__What is needed__. Restate word for word the lines of the records below, starting at the line that contains "- the animations now look good" and ending at the line that contains "- [Add Elixir mix", with both of those lines included and nothing else.

[Dataset records]
● ● ● ● ● ● ●
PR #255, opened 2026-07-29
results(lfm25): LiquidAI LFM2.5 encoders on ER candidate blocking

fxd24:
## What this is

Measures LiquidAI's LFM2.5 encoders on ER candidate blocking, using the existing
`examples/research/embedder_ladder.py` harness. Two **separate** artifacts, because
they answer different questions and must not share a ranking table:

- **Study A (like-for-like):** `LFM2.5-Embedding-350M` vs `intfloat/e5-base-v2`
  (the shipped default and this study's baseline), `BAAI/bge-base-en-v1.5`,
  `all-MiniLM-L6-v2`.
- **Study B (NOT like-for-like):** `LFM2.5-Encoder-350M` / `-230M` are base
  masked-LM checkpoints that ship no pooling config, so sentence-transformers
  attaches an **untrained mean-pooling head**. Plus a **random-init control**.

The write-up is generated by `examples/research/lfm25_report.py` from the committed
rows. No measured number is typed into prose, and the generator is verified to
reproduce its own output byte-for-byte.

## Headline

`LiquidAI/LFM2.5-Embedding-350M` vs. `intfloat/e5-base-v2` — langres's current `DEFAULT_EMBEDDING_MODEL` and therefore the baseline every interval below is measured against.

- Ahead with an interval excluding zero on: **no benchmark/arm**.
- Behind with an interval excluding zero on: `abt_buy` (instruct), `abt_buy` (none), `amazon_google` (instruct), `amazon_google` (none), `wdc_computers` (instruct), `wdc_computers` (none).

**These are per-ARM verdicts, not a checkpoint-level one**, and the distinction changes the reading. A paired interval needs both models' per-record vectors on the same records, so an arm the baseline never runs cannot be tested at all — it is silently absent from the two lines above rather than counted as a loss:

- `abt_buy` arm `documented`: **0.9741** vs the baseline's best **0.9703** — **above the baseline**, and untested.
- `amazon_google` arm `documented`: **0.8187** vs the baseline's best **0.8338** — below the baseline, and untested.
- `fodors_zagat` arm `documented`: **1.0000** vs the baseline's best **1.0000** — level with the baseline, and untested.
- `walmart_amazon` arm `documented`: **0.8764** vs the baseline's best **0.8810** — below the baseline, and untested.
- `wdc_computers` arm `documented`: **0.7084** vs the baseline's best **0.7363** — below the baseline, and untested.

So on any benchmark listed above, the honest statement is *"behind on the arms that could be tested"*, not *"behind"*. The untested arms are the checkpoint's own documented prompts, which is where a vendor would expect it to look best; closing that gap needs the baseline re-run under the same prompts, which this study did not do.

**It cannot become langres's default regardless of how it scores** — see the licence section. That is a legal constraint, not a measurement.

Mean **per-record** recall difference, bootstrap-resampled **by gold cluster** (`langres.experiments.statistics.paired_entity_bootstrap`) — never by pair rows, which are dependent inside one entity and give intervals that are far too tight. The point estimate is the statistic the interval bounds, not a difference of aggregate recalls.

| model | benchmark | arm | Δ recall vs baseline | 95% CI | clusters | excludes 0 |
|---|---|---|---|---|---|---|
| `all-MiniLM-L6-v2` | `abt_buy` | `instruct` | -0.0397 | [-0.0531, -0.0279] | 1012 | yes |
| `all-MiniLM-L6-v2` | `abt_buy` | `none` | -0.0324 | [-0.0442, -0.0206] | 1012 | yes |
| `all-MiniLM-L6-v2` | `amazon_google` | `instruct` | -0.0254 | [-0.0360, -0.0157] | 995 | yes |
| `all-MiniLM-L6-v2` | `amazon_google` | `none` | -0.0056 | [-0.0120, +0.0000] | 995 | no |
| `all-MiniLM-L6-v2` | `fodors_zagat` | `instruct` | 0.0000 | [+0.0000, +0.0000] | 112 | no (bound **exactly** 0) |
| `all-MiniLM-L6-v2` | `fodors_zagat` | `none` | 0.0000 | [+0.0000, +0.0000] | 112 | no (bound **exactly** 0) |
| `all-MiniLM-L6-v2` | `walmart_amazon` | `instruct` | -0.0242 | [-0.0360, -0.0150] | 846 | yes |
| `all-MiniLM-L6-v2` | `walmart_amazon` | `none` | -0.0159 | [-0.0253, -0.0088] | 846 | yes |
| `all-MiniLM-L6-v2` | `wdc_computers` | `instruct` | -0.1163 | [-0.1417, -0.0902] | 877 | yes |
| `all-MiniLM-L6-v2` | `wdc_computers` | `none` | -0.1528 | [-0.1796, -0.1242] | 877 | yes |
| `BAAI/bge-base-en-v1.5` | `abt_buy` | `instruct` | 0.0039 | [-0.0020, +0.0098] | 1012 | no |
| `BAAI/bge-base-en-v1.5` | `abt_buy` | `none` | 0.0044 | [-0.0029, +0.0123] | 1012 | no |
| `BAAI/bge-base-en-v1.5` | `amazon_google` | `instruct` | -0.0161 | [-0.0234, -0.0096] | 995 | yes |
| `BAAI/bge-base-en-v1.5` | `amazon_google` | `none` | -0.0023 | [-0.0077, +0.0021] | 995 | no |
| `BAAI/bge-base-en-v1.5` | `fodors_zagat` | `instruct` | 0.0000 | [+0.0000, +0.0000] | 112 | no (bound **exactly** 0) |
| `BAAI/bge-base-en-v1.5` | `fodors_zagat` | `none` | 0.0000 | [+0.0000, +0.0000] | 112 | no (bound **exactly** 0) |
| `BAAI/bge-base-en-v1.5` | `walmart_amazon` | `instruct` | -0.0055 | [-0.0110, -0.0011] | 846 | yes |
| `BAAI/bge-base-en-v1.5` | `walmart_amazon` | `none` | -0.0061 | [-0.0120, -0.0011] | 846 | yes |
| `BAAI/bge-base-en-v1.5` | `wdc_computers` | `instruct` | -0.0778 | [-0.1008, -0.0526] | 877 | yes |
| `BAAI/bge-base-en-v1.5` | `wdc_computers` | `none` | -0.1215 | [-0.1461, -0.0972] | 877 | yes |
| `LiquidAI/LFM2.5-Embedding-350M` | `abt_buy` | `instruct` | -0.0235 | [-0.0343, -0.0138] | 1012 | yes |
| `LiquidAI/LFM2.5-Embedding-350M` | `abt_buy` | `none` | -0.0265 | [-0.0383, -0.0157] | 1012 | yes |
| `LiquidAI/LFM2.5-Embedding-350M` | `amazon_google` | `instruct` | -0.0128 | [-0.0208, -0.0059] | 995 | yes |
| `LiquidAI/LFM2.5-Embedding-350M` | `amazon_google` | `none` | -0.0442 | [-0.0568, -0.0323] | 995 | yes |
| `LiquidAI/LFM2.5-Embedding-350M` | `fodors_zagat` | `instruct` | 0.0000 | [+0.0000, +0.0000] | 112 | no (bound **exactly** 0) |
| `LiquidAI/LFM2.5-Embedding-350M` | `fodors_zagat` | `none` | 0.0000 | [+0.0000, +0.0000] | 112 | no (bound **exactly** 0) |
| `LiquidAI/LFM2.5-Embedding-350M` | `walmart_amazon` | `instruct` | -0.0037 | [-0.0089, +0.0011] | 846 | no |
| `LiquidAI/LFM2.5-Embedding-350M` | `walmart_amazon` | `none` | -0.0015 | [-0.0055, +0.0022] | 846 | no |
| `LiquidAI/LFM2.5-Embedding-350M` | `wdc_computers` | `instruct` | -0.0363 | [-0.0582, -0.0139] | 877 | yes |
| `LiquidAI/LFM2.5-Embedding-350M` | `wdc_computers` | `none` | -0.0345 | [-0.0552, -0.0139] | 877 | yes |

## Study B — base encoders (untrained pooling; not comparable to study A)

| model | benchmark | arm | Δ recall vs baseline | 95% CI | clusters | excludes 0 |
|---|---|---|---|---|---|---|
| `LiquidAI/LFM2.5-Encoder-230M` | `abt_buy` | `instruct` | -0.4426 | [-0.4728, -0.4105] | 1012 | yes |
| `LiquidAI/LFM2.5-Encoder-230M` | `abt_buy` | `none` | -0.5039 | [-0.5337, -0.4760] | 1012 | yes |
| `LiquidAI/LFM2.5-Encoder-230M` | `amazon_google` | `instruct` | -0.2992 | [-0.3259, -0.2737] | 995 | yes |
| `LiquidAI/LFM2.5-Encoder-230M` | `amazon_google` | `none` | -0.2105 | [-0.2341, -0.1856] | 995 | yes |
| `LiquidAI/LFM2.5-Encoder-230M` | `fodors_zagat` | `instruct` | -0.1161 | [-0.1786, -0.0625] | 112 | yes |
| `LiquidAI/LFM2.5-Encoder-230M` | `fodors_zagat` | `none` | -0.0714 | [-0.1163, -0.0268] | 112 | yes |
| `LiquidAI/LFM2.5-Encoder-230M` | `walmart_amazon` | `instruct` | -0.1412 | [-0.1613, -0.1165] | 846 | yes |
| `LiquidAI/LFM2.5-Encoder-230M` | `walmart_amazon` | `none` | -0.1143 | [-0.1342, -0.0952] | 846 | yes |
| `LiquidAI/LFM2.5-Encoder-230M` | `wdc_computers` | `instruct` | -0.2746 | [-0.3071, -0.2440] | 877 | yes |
● ● ● ● ● ● ●
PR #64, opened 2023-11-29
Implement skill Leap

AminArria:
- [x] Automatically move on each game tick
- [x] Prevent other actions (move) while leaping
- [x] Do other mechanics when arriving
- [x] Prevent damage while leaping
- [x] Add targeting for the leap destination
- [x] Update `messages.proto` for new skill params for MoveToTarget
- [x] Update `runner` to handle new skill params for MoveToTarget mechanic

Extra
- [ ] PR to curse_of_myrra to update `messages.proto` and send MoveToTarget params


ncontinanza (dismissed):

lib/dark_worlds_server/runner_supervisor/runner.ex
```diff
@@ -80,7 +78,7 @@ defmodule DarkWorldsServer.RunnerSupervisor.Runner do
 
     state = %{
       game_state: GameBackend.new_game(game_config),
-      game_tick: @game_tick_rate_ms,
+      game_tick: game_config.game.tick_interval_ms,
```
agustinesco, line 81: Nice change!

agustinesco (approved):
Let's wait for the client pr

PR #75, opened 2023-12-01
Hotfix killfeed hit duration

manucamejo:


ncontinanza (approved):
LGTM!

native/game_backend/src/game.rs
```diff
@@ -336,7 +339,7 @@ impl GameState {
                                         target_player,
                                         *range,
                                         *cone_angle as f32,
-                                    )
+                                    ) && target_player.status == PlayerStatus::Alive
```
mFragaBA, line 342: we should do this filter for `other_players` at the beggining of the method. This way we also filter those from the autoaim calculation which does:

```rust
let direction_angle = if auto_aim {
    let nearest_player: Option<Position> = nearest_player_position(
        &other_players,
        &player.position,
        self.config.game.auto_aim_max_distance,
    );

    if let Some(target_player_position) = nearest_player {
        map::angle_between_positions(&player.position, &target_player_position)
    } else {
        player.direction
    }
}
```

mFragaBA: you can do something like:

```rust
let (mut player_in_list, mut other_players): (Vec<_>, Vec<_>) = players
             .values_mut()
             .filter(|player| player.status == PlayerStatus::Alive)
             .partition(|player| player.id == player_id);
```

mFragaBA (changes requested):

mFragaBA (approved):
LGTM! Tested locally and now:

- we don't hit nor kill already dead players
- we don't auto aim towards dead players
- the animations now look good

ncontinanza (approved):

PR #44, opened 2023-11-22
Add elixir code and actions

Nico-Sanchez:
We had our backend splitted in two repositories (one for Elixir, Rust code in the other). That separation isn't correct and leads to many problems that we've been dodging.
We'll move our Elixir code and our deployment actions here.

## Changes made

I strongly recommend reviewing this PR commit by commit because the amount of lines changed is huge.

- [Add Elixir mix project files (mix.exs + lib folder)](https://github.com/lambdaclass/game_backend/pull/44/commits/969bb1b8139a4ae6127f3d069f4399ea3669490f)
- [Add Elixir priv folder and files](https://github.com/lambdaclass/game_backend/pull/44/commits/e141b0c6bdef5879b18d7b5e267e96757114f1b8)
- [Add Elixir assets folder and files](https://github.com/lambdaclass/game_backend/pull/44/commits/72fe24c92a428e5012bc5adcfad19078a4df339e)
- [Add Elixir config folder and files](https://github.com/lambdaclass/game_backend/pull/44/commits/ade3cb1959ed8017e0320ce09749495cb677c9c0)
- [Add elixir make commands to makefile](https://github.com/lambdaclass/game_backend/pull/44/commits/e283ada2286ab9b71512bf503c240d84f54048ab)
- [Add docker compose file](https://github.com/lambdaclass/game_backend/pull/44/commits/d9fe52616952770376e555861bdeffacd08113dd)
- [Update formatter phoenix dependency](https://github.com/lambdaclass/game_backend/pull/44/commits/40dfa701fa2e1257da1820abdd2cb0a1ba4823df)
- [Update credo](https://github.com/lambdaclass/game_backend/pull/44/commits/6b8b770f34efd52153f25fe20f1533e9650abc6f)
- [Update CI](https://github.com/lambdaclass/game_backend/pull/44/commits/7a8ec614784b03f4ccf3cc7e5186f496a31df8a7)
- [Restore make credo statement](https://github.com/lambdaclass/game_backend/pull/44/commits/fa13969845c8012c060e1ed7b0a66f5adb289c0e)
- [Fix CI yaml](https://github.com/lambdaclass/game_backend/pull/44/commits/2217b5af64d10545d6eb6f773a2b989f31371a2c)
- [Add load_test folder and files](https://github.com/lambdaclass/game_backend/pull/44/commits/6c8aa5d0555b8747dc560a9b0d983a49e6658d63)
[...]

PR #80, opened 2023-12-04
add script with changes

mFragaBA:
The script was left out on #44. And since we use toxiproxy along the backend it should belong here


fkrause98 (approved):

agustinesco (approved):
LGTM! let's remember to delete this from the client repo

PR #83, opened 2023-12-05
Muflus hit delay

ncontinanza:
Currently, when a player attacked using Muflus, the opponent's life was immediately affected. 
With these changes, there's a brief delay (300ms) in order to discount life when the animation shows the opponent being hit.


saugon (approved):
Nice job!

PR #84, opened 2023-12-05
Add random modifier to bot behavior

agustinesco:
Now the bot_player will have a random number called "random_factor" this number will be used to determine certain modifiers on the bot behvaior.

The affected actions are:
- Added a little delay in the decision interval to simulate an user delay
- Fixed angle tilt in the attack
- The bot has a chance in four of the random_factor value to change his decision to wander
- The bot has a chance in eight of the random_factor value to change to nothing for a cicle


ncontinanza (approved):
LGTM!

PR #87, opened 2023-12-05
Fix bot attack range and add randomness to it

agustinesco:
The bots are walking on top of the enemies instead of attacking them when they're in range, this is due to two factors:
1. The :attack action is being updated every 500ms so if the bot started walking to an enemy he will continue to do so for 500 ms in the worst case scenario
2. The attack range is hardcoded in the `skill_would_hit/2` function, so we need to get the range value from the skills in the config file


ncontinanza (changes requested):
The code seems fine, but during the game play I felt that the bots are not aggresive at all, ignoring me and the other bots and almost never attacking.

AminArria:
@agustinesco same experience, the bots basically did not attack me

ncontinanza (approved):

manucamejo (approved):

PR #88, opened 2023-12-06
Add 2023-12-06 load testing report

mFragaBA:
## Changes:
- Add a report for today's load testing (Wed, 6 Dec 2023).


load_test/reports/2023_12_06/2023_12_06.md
● ● ● ● ● ● ●
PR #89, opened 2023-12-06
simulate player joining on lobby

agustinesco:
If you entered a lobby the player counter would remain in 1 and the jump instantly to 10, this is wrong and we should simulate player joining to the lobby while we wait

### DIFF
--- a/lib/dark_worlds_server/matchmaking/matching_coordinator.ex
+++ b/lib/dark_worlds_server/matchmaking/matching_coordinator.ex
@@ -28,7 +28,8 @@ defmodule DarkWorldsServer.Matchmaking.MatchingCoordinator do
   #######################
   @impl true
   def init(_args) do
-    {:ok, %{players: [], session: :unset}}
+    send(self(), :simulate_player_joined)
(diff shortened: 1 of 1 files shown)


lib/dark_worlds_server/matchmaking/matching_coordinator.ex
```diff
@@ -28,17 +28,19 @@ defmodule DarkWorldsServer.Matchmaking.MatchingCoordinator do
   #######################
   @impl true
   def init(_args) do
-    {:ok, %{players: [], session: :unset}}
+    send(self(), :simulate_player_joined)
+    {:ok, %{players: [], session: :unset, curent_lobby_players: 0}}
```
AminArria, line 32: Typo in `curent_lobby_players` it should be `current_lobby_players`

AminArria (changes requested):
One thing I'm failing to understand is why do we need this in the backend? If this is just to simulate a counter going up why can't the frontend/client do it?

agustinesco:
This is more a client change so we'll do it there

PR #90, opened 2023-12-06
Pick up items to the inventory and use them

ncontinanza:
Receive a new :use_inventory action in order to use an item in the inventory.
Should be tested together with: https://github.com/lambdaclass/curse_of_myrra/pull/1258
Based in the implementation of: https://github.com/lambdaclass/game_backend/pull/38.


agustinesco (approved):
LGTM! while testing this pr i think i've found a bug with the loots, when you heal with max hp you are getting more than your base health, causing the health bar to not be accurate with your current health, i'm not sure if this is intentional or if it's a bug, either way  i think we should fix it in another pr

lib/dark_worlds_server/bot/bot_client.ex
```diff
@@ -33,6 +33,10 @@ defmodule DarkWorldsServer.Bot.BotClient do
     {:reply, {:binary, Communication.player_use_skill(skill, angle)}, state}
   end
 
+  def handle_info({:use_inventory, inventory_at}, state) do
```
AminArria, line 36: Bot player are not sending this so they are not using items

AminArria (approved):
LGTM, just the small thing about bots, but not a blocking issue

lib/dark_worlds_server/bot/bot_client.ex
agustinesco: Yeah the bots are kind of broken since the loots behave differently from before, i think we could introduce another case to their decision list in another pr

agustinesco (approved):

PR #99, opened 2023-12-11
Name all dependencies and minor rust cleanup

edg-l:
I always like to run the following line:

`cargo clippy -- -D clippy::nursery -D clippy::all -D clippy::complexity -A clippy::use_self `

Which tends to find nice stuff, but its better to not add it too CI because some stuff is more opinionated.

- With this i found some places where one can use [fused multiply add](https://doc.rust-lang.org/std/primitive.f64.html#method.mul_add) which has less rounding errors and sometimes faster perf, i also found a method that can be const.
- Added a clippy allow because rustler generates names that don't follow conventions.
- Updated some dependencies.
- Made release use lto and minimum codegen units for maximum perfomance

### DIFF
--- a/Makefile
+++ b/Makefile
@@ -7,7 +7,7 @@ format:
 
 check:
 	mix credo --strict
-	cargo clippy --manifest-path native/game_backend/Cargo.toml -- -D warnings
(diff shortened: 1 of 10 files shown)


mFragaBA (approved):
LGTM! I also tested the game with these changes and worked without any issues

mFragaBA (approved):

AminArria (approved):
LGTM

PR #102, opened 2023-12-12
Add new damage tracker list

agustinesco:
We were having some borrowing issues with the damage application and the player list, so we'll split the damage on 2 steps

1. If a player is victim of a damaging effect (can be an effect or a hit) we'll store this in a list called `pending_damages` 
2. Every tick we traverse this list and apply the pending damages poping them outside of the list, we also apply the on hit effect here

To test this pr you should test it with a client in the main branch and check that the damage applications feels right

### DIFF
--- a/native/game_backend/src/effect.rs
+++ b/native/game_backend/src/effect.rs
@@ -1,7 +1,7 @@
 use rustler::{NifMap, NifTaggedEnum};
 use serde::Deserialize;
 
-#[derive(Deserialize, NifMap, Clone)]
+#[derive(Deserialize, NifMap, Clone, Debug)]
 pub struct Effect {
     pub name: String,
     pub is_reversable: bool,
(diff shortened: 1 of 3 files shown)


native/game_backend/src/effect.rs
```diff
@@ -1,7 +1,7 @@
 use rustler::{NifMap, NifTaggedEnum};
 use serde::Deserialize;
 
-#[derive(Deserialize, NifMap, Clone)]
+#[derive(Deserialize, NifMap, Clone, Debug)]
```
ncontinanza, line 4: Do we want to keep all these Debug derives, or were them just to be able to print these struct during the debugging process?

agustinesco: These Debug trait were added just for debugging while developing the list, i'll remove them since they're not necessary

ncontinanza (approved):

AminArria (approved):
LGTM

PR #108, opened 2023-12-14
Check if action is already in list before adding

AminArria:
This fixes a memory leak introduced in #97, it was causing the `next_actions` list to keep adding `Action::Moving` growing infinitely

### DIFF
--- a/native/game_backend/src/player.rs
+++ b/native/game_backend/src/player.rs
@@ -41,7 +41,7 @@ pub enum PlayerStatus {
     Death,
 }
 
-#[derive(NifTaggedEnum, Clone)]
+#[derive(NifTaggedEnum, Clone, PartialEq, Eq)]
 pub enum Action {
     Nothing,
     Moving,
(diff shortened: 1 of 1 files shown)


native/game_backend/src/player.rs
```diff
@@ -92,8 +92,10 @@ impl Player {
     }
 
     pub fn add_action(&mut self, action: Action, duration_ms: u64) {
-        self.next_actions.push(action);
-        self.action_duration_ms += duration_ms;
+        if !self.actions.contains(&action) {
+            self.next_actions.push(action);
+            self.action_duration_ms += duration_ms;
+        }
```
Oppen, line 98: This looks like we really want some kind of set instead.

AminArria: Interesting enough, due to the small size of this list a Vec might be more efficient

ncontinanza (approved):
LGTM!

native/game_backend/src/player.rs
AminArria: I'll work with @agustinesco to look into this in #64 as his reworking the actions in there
● ● ● ● ● ● ●
__Answer section__.
- the animations now look good

ncontinanza (approved):

PR #44, opened 2023-11-22
Add elixir code and actions

Nico-Sanchez:
We had our backend splitted in two repositories (one for Elixir, Rust code in the other). That separation isn't correct and leads to many problems that we've been dodging.
We'll move our Elixir code and our deployment actions here.

## Changes made

I strongly recommend reviewing this PR commit by commit because the amount of lines changed is huge.

- [Add Elixir mix project files (mix.exs + lib folder)](https://github.com/lambdaclass/game_backend/pull/44/commits/969bb1b8139a4ae6127f3d069f4399ea3669490f)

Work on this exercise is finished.